Set off of Capital Gains against the Basic Tax Exemption limit

The treatment depends on the type of capital gain.

1. Short-Term Capital Gains on sale of equity/equity mutual funds

Set off against the basic tax exemption limit is NOT available to NRIs for short-term capital gains of equity shares/equity mutual funds (defined under Section 111A).

For instance, if you (NRI) made short term capital gains of Rs 4 lacs on the sale of equity shares and have other income of Rs 75,000 in India, you will still have to pay tax at 15% on gain of Rs 4 lacs. Hence, your tax liability will be Rs 60,000 (before surcharge and cess).

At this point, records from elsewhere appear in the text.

PR #7342, opened 2024-10-02
build: remove bad double negative when discovering 'git'

muggenhor:
This automatically works because [CMake's `if` statement](https://cmake.org/cmake/help/latest/command/if.html#constant) considers variables which' content ends with "-NOTFOUND" to be FALSE.

The previous version however was first tried as a variable which didn't exist. As a result after that it's interpreted as a string (not a variable anymore). So it skips the "-NOTFOUND" check and only does a "string not empty" check. Which, as this is a string constant, is always true.

Of course this only fixes the check. It doesn't address the fact that the remaining code below depends on `GIT_REV` having some content. So maybe instead [`find_program`](https://cmake.org/cmake/help/latest/command/find_program.html) should be called with the `REQUIRED` flag?


hatstand:
> Of course this only fixes the check. It doesn't address the fact that the remaining code below depends on GIT_REV having some content. So maybe instead [find_program](https://cmake.org/cmake/help/latest/command/find_program.html) should be called with the REQUIRED flag?

`git` isn't intended to be required here, so that builds from source tars work without it.

PR #7356, opened 2024-10-31
Make git revision detection optional

### LINKED ISSUE #7355: Tag 1.4.1 fails to build from source tarball
### Before posting

### System information

- Operating System: Slackware64 15.0
- Clementine version: 1.4.1 tag ( a809096)

Expected: Tarballs tagged as a release version and downloaded via github tags should build without issue.

Actual: CMake configure fails when using the tagged 1.4.1 "release" due to forcing detecting a git revision in cmake/Version.cmake, tracing the breakage to commmit 5e5b888.

I could not find a build flag that allowed me to bypass the git revision detection (but I'm not super strong with cmake).

Download the 1.4.1 tag source tarball
`wget --content-disposition https://github.com/clementine-player/Clementine/archive/refs/tags/1.4.1/Clementine-1.4.1.tar.gz`
Extract source
`tar xvf Clementine-1.4.1.tar.gz`
cd into source, create and cd to `build/` dir and run cmake
`cd Clementine-1.4.1; mkdir build; cd build; cmake ..`

Build will fail with
```
fatal: not a git repository (or any of the parent directories): .git
CMake Error at cmake/Version.cmake:136 (message):
  git describe failed with code 128:
Call Stack (most recent call first):
  CMakeLists.txt:10 (include)


CMake Error at cmake/Version.cmake:141 (string):
  string sub-command REGEX, mode REPLACE needs at least 6 arguments total to
  command.
Call Stack (most recent call first):
  CMakeLists.txt:10 (include)


CMake Error at cmake/Version.cmake:145 (message):
  Failed to parse git revision string ''
Call Stack (most recent call first):
  CMakeLists.txt:10 (include)


-- Configuring incomplete, errors occurred!
See also "/tmp/SBo/Clementine-1.4.1/build/CMakeFiles/CMakeOutput.log".
```

I have an incoming PR that provides a way to bypass this, however, it requires changing the INCLUDE_GIT_REVISION variable within that file to OFF, which I was doing via a sed command in my build script.

---

Also, unrelated to this issue, the 1.4.1 tagged tarball (and the master branch) still have cmake/Version.cmake with versioned with 1.4.0rc2.

bassmadrigal:
With the [tagged 1.4.1](https://github.com/clementine-player/Clementine/releases/tag/1.4.1) source tarball downloaded from github, cmake fails due to forcing detection of a git revision, which doesn't exist from the github generated tarball.

This fix allows one to toggle that using the INCLUDE_GIT_REVISION variable at the top of cmake/Version.cmake, which if set to OFF will skip over git revision detection, allowing the user to complete cmake.

(Currently that INCLUDE_GIT_REVISION variable would need to be changed for a tagged release or have the user change it via sed or similar.)

Potentially fixes clementine-player/Clementine#7355

### DIFF
--- a/cmake/Version.cmake
+++ b/cmake/Version.cmake
@@ -119,39 +119,41 @@ else(CLEMENTINE_VERSION_PRERELEASE)
 endif(CLEMENTINE_VERSION_PRERELEASE)
 
 # Add git revision
-if(FORCE_GIT_REVISION)
-  set(GIT_REV ${FORCE_GIT_REVISION})
-  set(GIT_INFO_RESULT 0)
-else(FORCE_GIT_REVISION)
-  find_program(GIT_EXECUTABLE git)
-  message(STATUS "Found git: ${GIT_EXECUTABLE}")
+if(INCLUDE_GIT_REVISION)
+  if(FORCE_GIT_REVISION)
+    set(GIT_REV ${FORCE_GIT_REVISION})
+    set(GIT_INFO_RESULT 0)
+  else(FORCE_GIT_REVISION)
+    find_program(GIT_EXECUTABLE git)
+    message(STATUS "Found git: ${GIT_EXECUTABLE}")
 
-  if(NOT GIT_EXECUTABLE-NOTFOUND)
-    execute_process(COMMAND ${GIT_EXECUTABLE} describe
-        WORKING_DIRECTORY ${CMAKE_SOURCE_DIR}
-        RESULT_VARIABLE GIT_INFO_RESULT
-        OUTPUT_VARIABLE GIT_REV
-        OUTPUT_STRIP_TRAILING_WHITESPACE)
-    if(NOT ${GIT_INFO_RESULT} EQUAL 0)
-      message(SEND_ERROR "git describe failed with code ${GIT_INFO_RESULT}: ${GIT_REV}")
+    if(NOT GIT_EXECUTABLE-NOTFOUND)
+      execute_process(COMMAND ${GIT_EXECUTABLE} describe
+          WORKING_DIRECTORY ${CMAKE_SOURCE_DIR}
+          RESULT_VARIABLE GIT_INFO_RESULT
+          OUTPUT_VARIABLE GIT_REV
+          OUTPUT_STRIP_TRAILING_WHITESPACE)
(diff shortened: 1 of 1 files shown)


cmake/Version.cmake
```diff
@@ -119,39 +119,41 @@ else(CLEMENTINE_VERSION_PRERELEASE)
...
-      message(SEND_ERROR "git describe failed with code ${GIT_INFO_RESULT}: ${GIT_REV}")
+if(INCLUDE_GIT_REVISION)
+  if(FORCE_GIT_REVISION)
+    set(GIT_REV ${FORCE_GIT_REVISION})
+    set(GIT_INFO_RESULT 0)
+  else(FORCE_GIT_REVISION)
+    find_program(GIT_EXECUTABLE git)
+    message(STATUS "Found git: ${GIT_EXECUTABLE}")
+
+    if(NOT GIT_EXECUTABLE-NOTFOUND)
```
muggenhor, line 130: This still suffers from the problem I was attempting to fix in #7342. I.e. it shouldn't check for a "NOTFOUND" variable. That variable doesn't exist so this is `NOT FALSE` i.e. a tautology (always true, making the condition redundant).

It should check for the *existence* of `GIT_EXECUTABLE` instead:
```suggestion
    if(GIT_EXECUTABLE)
```

See #7342's explanation for more details.

bassmadrigal: This may well still cause a problem with certain builds, but it wasn't something that would ever be checked with the release tarballs I'm focusing on. With release tarballs, no git information will be included in the tarball, so INCLUDE_GIT_REVISION should be changed to OFF in those tarballs, and, if my changes are included, would skip over any of the git checking, never running into the check you mentioned.

Since release tarballs generated by GitHub don't include the .git/ folder, they will always fail with the current detection methods.

I haven't looked into the git detection at all since I am the maintainer of this package for SlackBuilds.org and they don't support git cloning when building packages. So your change might still be needed, but it was not looked at in this PR. That line only changed due to indentation when adding the `if(INCLUDE_GIT_REVISION)` statement before everything else.

vincele: This is easily seen with the "Hide whitespace" view option.
The PR LGTM.

PR #7407, opened 2025-08-20
Update fr.po

goofy-mdn:
mainly typofix


hatstand:
Translations are handled on Transifex: https://explore.transifex.com/davidsansome/clementine/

In case of a resident, he/she will get the benefit of adjusting short term capital gains against shortfall in income from the basic tax exemption limit.

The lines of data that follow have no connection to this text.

Issue #7370, opened 2024-12-27
Filtering tracks in library by length should handle abbreviations like lastplayed


residuum:
### Before posting

Please follow the steps below and check the boxes with [x] once you did the step.

- [x] I checked the issue tracker for similar issues
- [x] I checked the [changelog](https://github.com/clementine-player/Clementine/blob/master/Changelog) if the issue is already resolved
- [ ] I tried the latest Clementine build from [here](https://builds.clementine-player.org/)

### System information

Please provide information about your system and the version of Clementine used.

- Operating System: Debian testing/unstable
- Clementine version: 1.4 rc2

### Expected behaviour / actual behaviour

When filtering tracks in the library, it is possible to search for tracks played within a specified time with the syntax `lastplayed:<1h30m`. It is also possible to filter tracks by length, but not with the abbreviations for minutes, hours, seconds etc. So one must search for nanoseconds now, e.g. `length:<60000000000` returns tracks shorter than 1 minute in the library, but `length:<1m` would be nice for that.

PR #7413, opened 2025-09-07
Filter tracks by length with tokens similar to lastplayed etc.

residuum:
Implements #7370

### DIFF
--- a/src/library/libraryquery.cpp
+++ b/src/library/libraryquery.cpp
@@ -22,6 +22,7 @@
 #include <QtDebug>
 
 #include "core/song.h"
+#include "core/timeconstants.h"
 
 QueryOptions::QueryOptions() : max_age_(-1), query_mode_(QueryMode_All) {}
 
@@ -51,9 +52,7 @@ const QMap<QString, Song::FileType> kFiletypeId = QMap<QString, Song::FileType>(
                                       {"stream", Song::Type_Stream},
                                       {"unknown", Song::Type_Unknown}});
 
-const int kNsecsPerSec = 1e9;
 const QString kAllowedChars = "smhd";
-const int kSecsPerDay = 60 * 60 * 24;
 
 LibraryQuery::LibraryQuery(const QueryOptions& options)
     : include_unavailable_(false), join_with_fts_(false), limit_(-1) {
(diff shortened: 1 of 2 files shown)


src/library/libraryquery.cpp
```diff
@@ -105,32 +105,16 @@ LibraryQuery::LibraryQuery(const QueryOptions& options)
             if (ok) {
               AddWhere(columntoken, doubleVal, op);
             }
+          } else if (columntoken == "length") {
+            double seconds = GetSecondsFromToken(val);
+            if (seconds > 0) {
+              double nanoseconds = seconds * 1000000000;
```
hatstand, line 111: `seconds * kNsecsPerSec`

src/library/libraryquery.cpp
```diff
@@ -181,6 +165,33 @@ LibraryQuery::LibraryQuery(const QueryOptions& options)
   }
 }
 
+int LibraryQuery::GetSecondsFromToken(QString val) {
+  int seconds = 0;
+  QString tmp = "";
+  QString allowedChars = "smhd";
```
hatstand, line 171: `static const QString kAllowedChars`

src/library/libraryquery.cpp
```diff
@@ -181,6 +165,33 @@ LibraryQuery::LibraryQuery(const QueryOptions& options)
...
+  for (QChar c : val) {
+    if (c.isDigit()) {
+      tmp.append(c);
+    } else if (allowedChars.contains(c)) {
+      bool ok;
```
hatstand, line 176: `bool ok = false;`

src/library/libraryquery.cpp
```diff
@@ -181,6 +165,33 @@ LibraryQuery::LibraryQuery(const QueryOptions& options)
   }
 }
 
+int LibraryQuery::GetSecondsFromToken(QString val) {
```
hatstand, line 168: `int LibraryQuery::GetSecondsFromToken(const QString& val) const`

src/library/libraryquery.cpp
```diff
@@ -181,6 +165,33 @@ LibraryQuery::LibraryQuery(const QueryOptions& options)
...
+      tmp = "";
+      if (ok) {
+        if (c == 's') {
+          seconds += intVal;
+        } else if (c == 'm') {
+          seconds += intVal * 60;
+        } else if (c == 'h') {
+          seconds += intVal * 60 * 60;
+        } else if (c == 'd') {
+          seconds += intVal * 60 * 60 * 24;
```
hatstand, line 187: `kSecsPerDay`

hatstand (commented):
Just some style fixes while you're there.

src/library/libraryquery.cpp
residuum: I am not well versed in C++, so I am unsure about the semantics, and if this is also needed in the corresponding .h file, but I have added it there as well.

PR #7431, opened 2026-01-09
Bump CMake minimum to 3.16

hatstand:
(Focal comes with 3.16.3)


yselkowitz:
Works with CMake 4.2 on Fedora.

Issue #48, opened 2021-06-06
Codecov fail


MateoLostanlen:
## 🐛 Bug

Codecov doesn't seem to be very stable. We already made a similar change in the [past](https://github.com/pyronear/pyro-vision/pull/83/files), after v1.0.6 now v1 doesn't work anymore (#47). Changing the version to v1.0.5 [seems ](#49) to solve the problem

@frgfm what do you thiink ?

frgfm:
Can you edit & correct the hyperlink you wanted to put in "seems"? The URL brings back to this very page, so I can't answer your question :sweat_smile:

MateoLostanlen:
sorry for that, it was suppose to bring you to #49, but at the end It's not working :/

MateoLostanlen:
Ok the bug comes from me, I push from my pro pc on which there is another github account, my commit was not marked verified so codcove refuses authentication

PR #49, opened 2021-06-06
fix codecov issue

MateoLostanlen:
Fix codecov issue by chanching version, as explained in #48


frgfm:
I doubt this is the solution or it would have worked on this very PR :thinking:

MateoLostanlen:
oh, the test passed but it still not working, I was fooled by the validated test... I will check this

Example: A resident Indian makes short term capital gain (STCG) of Rs 4 lacs on sale of equity funds units and other income of Rs 75,000 in a financial year, he/she will have to pay capital gains on only Rs 2.25 lacs. His total income (excluding STCG on equity funds) is only Rs 75,000. Since there is shortfall of Rs 1.75 lacs from basic tax exemption limit, this shortfall can be adjusted against short term capital gains on redemption of equity fund units. Total tax liability will be Rs 33,750 (15% of Rs 2.25 lacs).

Read: How can NRIs invest in Mutual Funds in India?

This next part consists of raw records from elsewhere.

PR #50, opened 2021-06-06
Update engine

MateoLostanlen:
The purpose of this RP is to update the engine.
In this new version, the following features have been added:

- Management of N devices simultaneously, the N pi-zero connected to the main pi
- possibility to modify the detection threshold, 0.5 is not always the best choice
- Management of alert by counter to avoid launching an alert with a false positive. Each time the system predicts a fire the counter increases by 1, on the other hand it decreases by 1 if no fire is detected. When the counter reaches 3, the first alert is launched and then all the following alerts until the counter drops back to zero.
- Media upload system for our database, the engine sends for each device an image over N to the api.


pyroengine/engine/engine.py
```diff
@@ -13,44 +13,127 @@ class PyronearEngine:
...
+    def send_alert(self, pi_zero_id):
+        """Send alert"""
+        print("Send alert !")
         # Create a media
-        media_id = self.api_client.create_media_from_device().json()["id"]
+        media_id = self.api_client[pi_zero_id].create_media_from_device().json()["id"]
         # Create an alert linked to the media and the event
-        self.api_client.send_alert_from_device(lat=9, lon=9, event_id=self.event_id, media_id=media_id)
-        self.api_client.upload_media(media_id=media_id, image_data=self.image.getvalue())
+        self.api_client[pi_zero_id].send_alert_from_device(lat=9, lon=9, media_id=media_id)
```
Akilditu, line 130: `lat`, `lon` will be retrieved by the device API `lat` `lon` rather than config data ? (as in [here](http://pyronear-api.herokuapp.com/redoc#operation/register_my_device_devices_register_post))

Akilditu (commented):
Thanks for the PR ! 

I'm not relevant for the prediction part except few comments seems OK to me on the alerts side of things.

pyroengine/engine/engine.py
```diff
@@ -13,44 +13,127 @@ class PyronearEngine:
...
+        self.api_client[pi_zero_id].upload_media(media_id=media_id, media_data=self.stream.getvalue())
+
+    def save_frame(self, pi_zero_id):
+        """Save frame"""
+        print("Upload media for dataset")
+        # Create a media
+        media_id = self.api_client[pi_zero_id].create_media_from_device().json()["id"]
```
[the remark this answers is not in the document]
MateoLostanlen: beacause I need a media id to send the media to the api with `self.api_client[pi_zero_id].upload_media(media_id=media_id, media_data=self.stream.getvalue())`

I'm not sur to understand

pyroengine/engine/engine.py
MateoLostanlen: done !

Akilditu: Thanks, could you please also add `azimuth`

pyroengine/engine/engine.py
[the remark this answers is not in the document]
Akilditu: I meant why creating a media within `save_frame()` the purpose of sending and alert with media_id seems to be handled by `send_alert()` ?

Maybe I m missing smth here :)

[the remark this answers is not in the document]
MateoLostanlen: we want to upload images regularly even when there is no fire detected. The goal is to enlarge our dataset and to have an idea of the variations that the camera observes

pyroengine/engine/engine.py
MateoLostanlen: according to @frgfm azimuth should be fix for each device, therefore it's not managed here

Akilditu: Same as `lat` `lon` if I m correct ? I do not see the point of letting this empty as send_alert_from_device() does take it as param ...

MateoLostanlen: yes, for me they should not be here either but I am obliged to pass them because the api is designed like that, I did not really understand the logic. @frgfm maybe you can enlighten us

Akilditu: Originally we were suppose to send the actual `lat` `lon` of the fire itself that is why I guess this was meant to be passed with `send_alert_from_device()`.

Akilditu (approved):
Seems good to me !

Akilditu (approved):
Everything's fine !

PR #54, opened 2021-06-14
update docker

MateoLostanlen:
I just realized that the docker engine image does not have the latest version of the api, in my opinion the easiest way to keep the api up to date is to install it via github directly


server/src/Dockerfile
```diff
@@ -44,4 +44,6 @@ RUN set -ex \
     && rm -rf /root/.cache/pip
 
 # copy project
-COPY . /usr/src/app/
\ No newline at end of file
+COPY . /usr/src/app/
+RUN git clone https://github.com/pyronear/pyro-api.git
+RUN pip install -e pyro-api/client/.
```
Akilditu, line 49: why not adding something like this `RUN pip install -r /usr/src/app/requirements.txt \` instead of those lines ?

MateoLostanlen: I've made the change and tested it, it works. You're right, it does look cleaner.

Akilditu (approved):
Looks good to me know, thanks for the PR!

PR #55, opened 2021-06-20
Map hostnames

MateoLostanlen:
We needed to identify the device that sends the image to the central pi. We assigned a hostname to each device. It was therefore necessary to do a mapping between the ip that we retrieve with the image and this hostname. This mapping does not work inside the docker. My proposal is to mount a volume with the docker and to put the mapping json in this volume. Then you just have to launch a cron job with the scipt ip_hostname_mapping.py to update this mapping regularly. The web server inside the docker will then have access via the volume to an updated mapping


server/ip_hostname_mapping.py
```diff
@@ -0,0 +1,21 @@
+import json
+import socket
```
fe51, line 2: Shouldn't we add `socket` to the docker requirement ?

server/src/app/api/routes/inference.py
```diff
@@ -46,8 +47,13 @@ def predict_and_alert(file, ip):
     # Load Image
     image = Image.open(io.BytesIO(file))
 
+    # Get hosname
```
fe51, line 50: Just typo
```suggestion
    # Get hostname
```

server/ip_hostname_mapping.py
```diff
@@ -0,0 +1,21 @@
...
+
+
+with open('data/ip_hostname_mapping.json') as f:
+    ip_hostname_mapping = json.load(f)
+
+inv_map = {v: k for k, v in ip_hostname_mapping.items()}
+ip_hostname_mapping = {}
+hostnames = inv_map.keys()
```
fe51, line 10: style : maybe some blank lines here ?

fe51 (commented):
Hi there ! Thanks for the PR ! 

Just some style and requirement comment. 

I have tested the `ip_hostname_mapping.py`.

Can you state yo have tested on the docker running on pi ?

server/ip_hostname_mapping.py
MateoLostanlen: This should be lunch by a cron jon outside docker. Moreover socket is pre-installed :)

server/src/app/api/routes/inference.py
MateoLostanlen: thanks

server/ip_hostname_mapping.py
MateoLostanlen: ok :)

MateoLostanlen:
> 
> 
> Hi there ! Thanks for the PR !
> 
> Just some style and requirement comment.
> 
> I have tested the `ip_hostname_mapping.py`.
> 
> Can you state yo have tested on the docker running on pi ?

Hi @fe51, thanks for the review, yes it has been tested on my test tower !

server/ip_hostname_mapping.py
fe51: Indeed ! Double indeed :)

However, if this job is not used by the wodker/webserver, shoulnd't it be in pyroengine/pi_utils ?

MateoLostanlen: ok, I've made the change :)

fe51: Perfect, thanks a lot :)

fe51 (approved):

PR #56, opened 2021-06-28
add check connection script

MateoLostanlen:
This very simple script has for goal to ping the main pi from the pizeros to check the connection then to reboot the pizero if this connection is lost. I will create a cron that run this script every 10mn


chloeskt (approved):
Hi @MateoLostanlen, thank you, it seems good to me ! :)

2. Long Term Capital Gains on sale of equity/equity mutual funds

Long term capital gains on sale/redemption of equity shares/equity mutual funds are exempt from tax. Hence, there is nothing to worry about.

LTCG in excess of Rs 1 lac per financial year is taxed at 10%.  To understand the impact of LTCG on equity returns, go through this post.

Residents can set-off LTCG against basic tax exemption limit but non-resident can’t.

3. Short Term Capital Gains on the sale of Debt/Gold/Real Estate etc

Set off against basic tax exemption limit (Rs 2.5 lacs) long term capital gains of any capital asset (other than equity) is permitted for both resident and non-residents.

You can adjust such short-term capital gains against basic tax exemption limit.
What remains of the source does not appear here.